BEGIN

PR #2129, opened 2022-09-17
Recategorize Modal as a molecule. For #2119

gabek:
@jamescallumyoung This is a pretty simple one, since it was already standalone, but I figured I'd start somewhere! Let me know if there's something obvious I'm missing.


jamescallumyoung:
Looks good!

If I was writing this new, I might create a basic `Modal` atom, and an `IFrameModal`, but it's not really _needed_ in this case. Just something to consider for the next component. We can always break down components into smaller pieces as they're touched, too.

I'd suggest we also include some adjacent changes when touching components:
1) Move storybook docs to JSDoc comments, so they can be read by IDEs and other tools.
2) Remove defaultProps. It's a _JS_ library that doesn't really make sense when using TS. We can set the default values in the function args.

~I'll add a suggestion for both of the above.~

web/components/atomic/molecules/Modal/Modal.stories.tsx
```diff
@@ -3,12 +3,12 @@ import { ComponentStory, ComponentMeta } from '@storybook/react';
...
+  title: 'molecules/Modal',
   component: Modal,
   parameters: {
     docs: {
       description: {
-        component: `This is the popup modal container that all modal content is rendered inside. It can be passed content nodes to render, or a URL to show an iframe.`,
+        component: `This is the container that all modal content is rendered inside. It can be passed content nodes to render, or a URL to show an iframe.`,
       },
     },
   },
```
jamescallumyoung: (GH won't let me add a suggestion 😐)

Suggestion: Remove these lines and copy the description text as a comment to the component in JSDoc syntax. This will allow IDEs to find the component's description, and enables further tooling in the future.

jamescallumyoung (changes requested):
Can't add suggestions in GH as the code is not line-adjacent to the lines you touched. See earlier comment.

t1enne:
I'm definitely for splitting stuff in Modal and Iframe, and also, since we're at it, I noticed support for the native <dialog> html and it's showModal() method is great (only IE11 and Opera Mini from 2015 have bad support, see [here](https://caniuse.com/mdn-api_htmldialogelement_showmodal)). In 99% of the cases, using native html is a better choice. We could eventually migrate our modal to native html. What do you think?

gabek:
We can file something in the backlog to at some point in the future rewrite it without using the React component, but the Modal component is used a handful of different places and I don't want to start over from scratch. We're already doing a lot of "take one step forwards, take two steps back", so I fear if we keep looking for things to rewrite we'll never get anything completed.

gabek:
I went ahead and filed #2136 to track rebuilding the modals.

jamescallumyoung:
I agree. The modal re-work can wait. The component works fine as-is, so let's get it merged! 😄

There's still a change request: replace default props with default args, and replace Storybook docs string with JSDoc.

gabek:
Sorry for my slacking! I'm out of town for the next couple days and then I'll jump on fixing up this PR with the suggested changes, and then it can go in.

gabek:
@jamescallumyoung Done! Let me know if I'm missing anything.

PR #2155, opened 2022-10-02
Treat fediverse usernames as case-insensitive

### LINKED ISSUE #2048: Fediverse auth treats usernames as case-sensitive
Hi there - I noticed that when performing fediverse-based authentication, the `token` value stored in the database is used in a case-sensitive manner. So if I type `Username@example.com` - that stores a different entry in the `auth` table than `username@example.com`. Meaning I can wind up restoring a different user. It's created some confusion with users - they go to auth, type in their fediverse username in a different case than before, and wind up not restoring the user they intended to.

I can't find a spec that states usernames are considered case-insensitive, but that seems to be the case for most fediverse-based apps. I think converting the token to lowercase could prevent the issue.

brokenintuition:
Fixes https://github.com/owncast/owncast/issues/2048

I believe this should fix the issue, since it's the account from `OTPRegistration` that gets stored. I didn't attempt to handle usernames that were already stored with capital letters, so those users would restore a new user when authenticating. I can take a look at trying to handle existing users if you think that's necessary.

### DIFF
--- a/auth/fediverse/fediverse.go
+++ b/auth/fediverse/fediverse.go
@@ -3,6 +3,7 @@ package fediverse
 import (
 	"crypto/rand"
 	"io"
+	"strings"
 	"time"
 )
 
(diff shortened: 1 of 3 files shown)


gabek:
Thanks so much for looking at this! I just tested it and it works great.

While a migration could be created to normalize the case of all the existing users, I think it's probably ok just to leave them. If I hear about a ton of people running into this issue then maybe it can be revisited in the future.

PR #2168, opened 2022-10-03
Add ability to move social handles up/down

### LINKED ISSUE #1818: Feature Request: Sortable social media links
Hello all,
I think it could be a useful feature to make the social media links sortable with a little up and down function to move them back and forth. I noticed the problem when my friend and I added all our links randomly and found that they were displayed on the front page in the order they were created. So we had to remove all the links again and put them in the order we wanted them. I realize that this would be a pure usability feature but, if by chance there is time, maybe we could implement something like this.

pippo:
This is an attempt to make social handles on the "Configuration > General" page sortable. The 2 buttons added next to each of the social handles - to move the item up and down respectively. The move is followed by a request to API to persist the change on the backend. UI might need some additional polishing, but from the functionality perspective should address the feature request.

Ref: https://github.com/owncast/owncast/issues/1818

### DIFF
--- a/web/components/config/EditSocialLinks.tsx
+++ b/web/components/config/EditSocialLinks.tsx
@@ -1,7 +1,7 @@
 import React, { useState, useContext, useEffect, FC } from 'react';
 import { Typography, Table, Button, Modal, Input } from 'antd';
 import { ColumnsType } from 'antd/lib/table';
-import { DeleteOutlined } from '@ant-design/icons';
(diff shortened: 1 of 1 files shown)


gabek:
Works great! Could you take a look at the build errors that were reported?

pippo:
@gabek Looks better now. PTAL 🙏

gabek:
Awesome, thanks so much! I'm sure users of Owncast will appreciate this.

PR #2173, opened 2022-10-05
Add Gitpod config

aprilthepink:
Gitpod is a free only ide which allows you to edit and run code in the browser. This script eases the gitpod setup.
We can discuss here more about it but gitpod [has much already explained themself](https://www.gitpod.io/)
Happy coding :)


gabek:
Sure, why not! I've never used Gitpod myself but if this single file can help people get up and running I don't see a downside.

PR #2175, opened 2022-10-06
clarified in README.md about musl compatible compiler

### LINKED ISSUE #2009: Update source build instructions to not be specific about GCC
Hello,

Request: Update [README.md](https://github.com/owncast/owncast/blob/develop/README.md) so that "Building from Source" section does not imply that Owncast runs only on glibc systems. I thought it was glibc exclusive, but I tried anyway and it works on Musl as well.

**Long story short**: Owncast can be compiled on Void Linux (Musl)

**Long story long**:
I have Void Linux (Musl) on my server. 

in "Building from Source" section in [README.md](https://github.com/owncast/owncast/blob/develop/README.md) it is stated that:
> 1. Ensure you have the gcc compiler installed.

I understand, that You meant that it is required to have A COMPILER installed, but it can just as well be Musl.
[Go](https://voidlinux.org/packages/?arch=x86_64-musl&q=go) is the important piece of software here and it is  available for Musl version of Void Linux.

After installing go with
> xbps-install go

I did

>git clone https://github.com/owncast/owncast
>cd owncast
>go run main.go

After downloading dependencies, Owncast started without a problem.

I then created a binary file with 
>go build

and "owncast" binary appeared, that could be started on a Musl system.

I totally understand, that going with just GCC, saves Your time in terms of support, but it would be nice if you (at least) gave a hint that Musl systems are also capable of running Owncast.
>1. Ensure you have a compiler installed (GCC or Musl)

jahway603:
README.md now includes that a musl compatible compiler can be used to build owncast. This is to resolve issue https://github.com/owncast/owncast/issues/2009

happy #hacktoberfest

### DIFF
--- a/README.md
+++ b/README.md
@@ -77,11 +77,11 @@ OBS, Streamlabs, Restream and many others have been used with Owncast. [Read mor
 ## Building from Source
 
 1. Ensure you have pre-requisites installed.
-    - [gcc compiler](https://gcc.gnu.org/install/download.html)
+    - C compiler, such as [GCC compiler](https://gcc.gnu.org/install/download.html) or a [Musl-compatible compiler](https://musl.libc.org/)
     - [ffmpeg](https://ffmpeg.org/download.html)
-1. Install the [Go toolchain](https://golang.org/dl/) (1.16 or above).
+1. Install the [Go toolchain](https://golang.org/dl/) (1.16 or above). If your package manager has an older version of go, then you can install and use a newer version with the [Go Version Manager](https://github.com/moovweb/gvm).
 1. Clone the repo. `git clone https://github.com/owncast/owncast`
-1. `go run main.go` will run from source.
+1. `go run main.go` will run from source (or alternatively run `go build main.go` to build a binary from source and then run it)
 1. Visit `http://yourserver:8080` to access the web interface or `http://yourserver:8080/admin` to access the admin.
 1. Point your [broadcasting software](https://owncast.online/docs/broadcasting/) at your new server and start streaming.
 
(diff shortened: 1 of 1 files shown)


README.md
```diff
@@ -77,11 +77,11 @@ OBS, Streamlabs, Restream and many others have been used with Owncast. [Read mor
 ## Building from Source
 
 1. Ensure you have pre-requisites installed.
-    - [gcc compiler](https://gcc.gnu.org/install/download.html)
+    - C compiler, such as [GCC compiler](https://gcc.gnu.org/install/download.html) or a [Musl-compatible compiler](https://musl.libc.org/)
     - [ffmpeg](https://ffmpeg.org/download.html)
-1. Install the [Go toolchain](https://golang.org/dl/) (1.16 or above).
+1. Install the [Go toolchain](https://golang.org/dl/) (1.16 or above). If your package manager has an older version of go, then you can install and use a newer version with the [Go Version Manager](https://github.com/moovweb/gvm).
```
gabek: I fear this makes Go Version Manager look like an additional tool that needs to be installed to build Owncast, when in reality you can just download an updated version from the provided link.

README.md
```diff
@@ -77,11 +77,11 @@ OBS, Streamlabs, Restream and many others have been used with Owncast. [Read mor
...
 1. Clone the repo. `git clone https://github.com/owncast/owncast`
-1. `go run main.go` will run from source.
+1. `go run main.go` will run from source (or alternatively run `go build main.go` to build a binary from source and then run it)
```
gabek: Just to keep things simple I think it's best not to have any additional information about creating builds here, just to minimize the choices people have to make to run it from source.

gabek:
Thank you!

END

# Exercise
Return exactly, and only, the lines above starting at the line that contains "PR #2173, opened 2022-10-05" and ending at the line that contains "I understand, that".

# Answer section
PR #2173, opened 2022-10-05
Add Gitpod config

aprilthepink:
Gitpod is a free only ide which allows you to edit and run code in the browser. This script eases the gitpod setup.
We can discuss here more about it but gitpod [has much already explained themself](https://www.gitpod.io/)
Happy coding :)


gabek:
Sure, why not! I've never used Gitpod myself but if this single file can help people get up and running I don't see a downside.

PR #2175, opened 2022-10-06
clarified in README.md about musl compatible compiler

### LINKED ISSUE #2009: Update source build instructions to not be specific about GCC
Hello,

Request: Update [README.md](https://github.com/owncast/owncast/blob/develop/README.md) so that "Building from Source" section does not imply that Owncast runs only on glibc systems. I thought it was glibc exclusive, but I tried anyway and it works on Musl as well.

**Long story short**: Owncast can be compiled on Void Linux (Musl)

**Long story long**:
I have Void Linux (Musl) on my server. 

in "Building from Source" section in [README.md](https://github.com/owncast/owncast/blob/develop/README.md) it is stated that:
> 1. Ensure you have the gcc compiler installed.

I understand, that You meant that it is required to have A COMPILER installed, but it can just as well be Musl.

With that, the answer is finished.